Top of SUPPLIED INFORMATION
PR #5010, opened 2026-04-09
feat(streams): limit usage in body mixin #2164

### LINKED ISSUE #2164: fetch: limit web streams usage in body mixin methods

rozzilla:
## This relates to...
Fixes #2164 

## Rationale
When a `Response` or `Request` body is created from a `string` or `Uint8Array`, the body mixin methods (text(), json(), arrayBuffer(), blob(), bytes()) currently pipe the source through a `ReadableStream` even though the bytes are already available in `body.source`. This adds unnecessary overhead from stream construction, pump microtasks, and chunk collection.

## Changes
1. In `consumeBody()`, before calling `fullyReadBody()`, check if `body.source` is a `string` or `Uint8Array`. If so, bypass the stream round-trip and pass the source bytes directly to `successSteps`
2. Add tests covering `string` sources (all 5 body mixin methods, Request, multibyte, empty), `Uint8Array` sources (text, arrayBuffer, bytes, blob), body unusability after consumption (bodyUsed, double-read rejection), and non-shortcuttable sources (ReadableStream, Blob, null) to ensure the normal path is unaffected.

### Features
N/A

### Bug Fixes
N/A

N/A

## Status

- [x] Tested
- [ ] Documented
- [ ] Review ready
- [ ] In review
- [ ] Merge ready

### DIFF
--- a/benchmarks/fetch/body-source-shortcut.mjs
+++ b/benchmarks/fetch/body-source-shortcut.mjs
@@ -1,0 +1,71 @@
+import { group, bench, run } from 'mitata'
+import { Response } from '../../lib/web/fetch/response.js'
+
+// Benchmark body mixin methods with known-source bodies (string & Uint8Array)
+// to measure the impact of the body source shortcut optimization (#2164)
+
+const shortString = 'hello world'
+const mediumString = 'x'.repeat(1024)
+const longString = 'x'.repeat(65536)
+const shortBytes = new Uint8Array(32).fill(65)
Bottom of SUPPLIED INFORMATION
Top of SUPPLIED INFORMATION
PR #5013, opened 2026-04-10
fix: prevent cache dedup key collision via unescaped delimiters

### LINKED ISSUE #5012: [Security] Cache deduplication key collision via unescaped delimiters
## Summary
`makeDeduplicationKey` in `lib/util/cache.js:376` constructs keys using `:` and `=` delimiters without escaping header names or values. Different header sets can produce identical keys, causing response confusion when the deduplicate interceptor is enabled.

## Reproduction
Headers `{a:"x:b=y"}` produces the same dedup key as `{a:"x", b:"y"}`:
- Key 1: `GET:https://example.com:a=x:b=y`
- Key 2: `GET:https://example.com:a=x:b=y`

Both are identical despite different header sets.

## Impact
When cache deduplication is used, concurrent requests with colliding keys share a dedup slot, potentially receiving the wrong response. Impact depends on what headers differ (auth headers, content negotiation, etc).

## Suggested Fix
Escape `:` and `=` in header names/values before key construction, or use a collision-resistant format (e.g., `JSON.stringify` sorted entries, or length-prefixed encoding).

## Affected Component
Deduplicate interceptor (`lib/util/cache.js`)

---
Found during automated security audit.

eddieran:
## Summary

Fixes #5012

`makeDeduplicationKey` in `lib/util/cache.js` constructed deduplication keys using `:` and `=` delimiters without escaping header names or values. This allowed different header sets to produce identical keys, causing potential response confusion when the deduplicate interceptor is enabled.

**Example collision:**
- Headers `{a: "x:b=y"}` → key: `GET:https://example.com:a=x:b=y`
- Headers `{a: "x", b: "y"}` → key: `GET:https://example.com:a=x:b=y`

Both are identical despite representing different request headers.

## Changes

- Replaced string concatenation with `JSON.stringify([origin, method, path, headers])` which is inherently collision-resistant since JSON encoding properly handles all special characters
Bottom of SUPPLIED INFORMATION
Top of SUPPLIED INFORMATION
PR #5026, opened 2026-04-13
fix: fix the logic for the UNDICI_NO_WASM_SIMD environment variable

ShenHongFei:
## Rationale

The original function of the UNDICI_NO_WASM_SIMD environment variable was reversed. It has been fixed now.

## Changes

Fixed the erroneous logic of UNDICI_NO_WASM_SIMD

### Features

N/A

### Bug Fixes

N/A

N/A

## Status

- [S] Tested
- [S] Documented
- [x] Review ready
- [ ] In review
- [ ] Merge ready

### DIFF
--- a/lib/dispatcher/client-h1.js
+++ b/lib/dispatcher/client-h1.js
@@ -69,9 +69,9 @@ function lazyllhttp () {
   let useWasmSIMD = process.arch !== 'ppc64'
Bottom of SUPPLIED INFORMATION
▸ **BRIEF**
In the entries above, find the line holding "mediumString = 'x'.repeat(1024)" and the line holding "shortBytes = new Uint8Array(32).fill(65)"; print both of them and every line between, exactly, and nothing else.

▸ **RESPONSE TO THIS EXERCISE**
+const mediumString = 'x'.repeat(1024)
+const longString = 'x'.repeat(65536)
+const shortBytes = new Uint8Array(32).fill(65)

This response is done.